(C)2018「ルームロンダリング」製作委員会
『ルームロンダリング』
監督:片桐健滋
出演:池田エライザ、オダギリジョー、渋川清彦 など
5歳で父親と死別した八雲御子。翌年には母親も失踪してしまい、祖母に引き取られた御子だが、18歳になると祖母も亡くなり、天涯孤独となってしまった。しかし、祖母の葬式に母親の弟である雷土悟郎が現れ、住む場所とアルバイトを用意してくれた。その仕事とは、ワケあり物件に住み込んで事故の履歴を帳消しにし、次の住人を迎えるまでにクリーンな空き部屋へと浄化すること=“ルームロンダリング”。引っ込み思案で人づき合いが苦手な御子にとって都合の良い仕事だったはずが、行く先々で待ち受けていたのは、幽霊となって部屋に居座る、この世に未練たらたらな元住人たち。ミュージシャンになる夢を諦めきれないパンクロッカーや見ず知らずの男に命を奪われ恨み節が止まらないOL、カニの扮装をした小学生!?なぜか彼らの姿が見えてしまう御子は、そのお悩み相談に振り回されて…!?(公式ホームページより引用)
初めに言っておこう。俺の、いや。俺たちのエライザ様のグラマラスボディを拝むシーンは、ほぼない。ほぼほぼない。 ほぼほぼほぼない。序盤にちょろっと、「ほらお前ら、これ目当てなんだろ」という具合に着替えシーンが出てくる。
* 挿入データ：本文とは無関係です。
PR #1520, opened 2026-08-03
chore: next 16.3.0 with typescript 7

franky47:
Next 16.3.0 is out of preview and its toolchain now works with TypeScript 7. This lets the repo move to a single `typescript` catalog entry: drop the `@typescript/typescript6` JS API bridge, the `typescript-7` alias in every package, and the knip exception that came with them.

One exception: the Next.js e2e bench builds against older Next.js versions in CI, which type-check through the TypeScript JS API that TS 7 does not provide. That package stays on the 6.0 bridge, with `experimental.useTypeScriptCli: false` so Next 16.3.0 takes the JS API path too (its new default, the TS CLI checker, needs a `tsc` binary the bridge does not expose).

### DIFF
--- a/knip.json
+++ b/knip.json
@@ -36,7 +36,7 @@
         "src/adapters/testing.ts"
       ],
       "project": ["src/**/*.ts"],
-      "ignoreDependencies": ["@vitejs/plugin-react", "typescript-7"]
+      "ignoreDependencies": ["@vitejs/plugin-react"]
     },
     "packages/docs": {
       "entry": [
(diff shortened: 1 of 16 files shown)


franky47:
Independent follow-up review also found no blockers. One non-blocking observation: Next.js 14/15 warn that `experimental.useTypeScriptCli` is unknown, then ignore it and pass using the TS6 API bridge. The config comment already documents this behavior; I would keep the simple unconditional option rather than add version-detection machinery solely to suppress warning noise.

だけである。だけ? いや着替えシーンがあるだけで感謝しないといけない。量ではない、有無なのだ。うむ。
こじらせ気味引きこもり気味で根暗な御子を池田エライザ様が演じているのだが、本当にエライザ様が根暗に見えてくる。それはもちろん話し方だったり、歩き方だったり、絵の描く姿勢だったりの仕草や演技だけでなく、劇中で使用してるのがガラケーとか、カーテンは窓の大きさがわからないから継ぎ接ぎとか、化粧品は持ってないとか、ご飯はレトルトとか、そういった主人公のバックグラウンドの作りこみによってなのだろう。いやエライザ様が本当に根暗なのかもしれないけどね。根暗でも俺たちのエライザ! むしろ根暗のほうが俺のエライザ! いやいやいやいやいやいやいやいや、お! れ! の! エライザ!
自分探し、母親探し、犯人探しと、探し物はなんですか見つけにくいものですか状態の御子ちゃんだが、ストーリー的には王道なので観客の我々は割と見つけやすい。いちいち色気が駄々洩れのオダギリジョーと、見た目は子供中身は大人! の同級生幽霊を随所に挟みながら(カニだけに)、御子は部屋の幽霊と交流していく。そこでも引きこもりがいきなり仲良くなるのもアレなのでお酒をしこたま飲んで仲良くなった等、唐突な展開にならない丁寧な仕事ぶり。御子が動かしづらい分、幽霊組はクセが強くてコミカル。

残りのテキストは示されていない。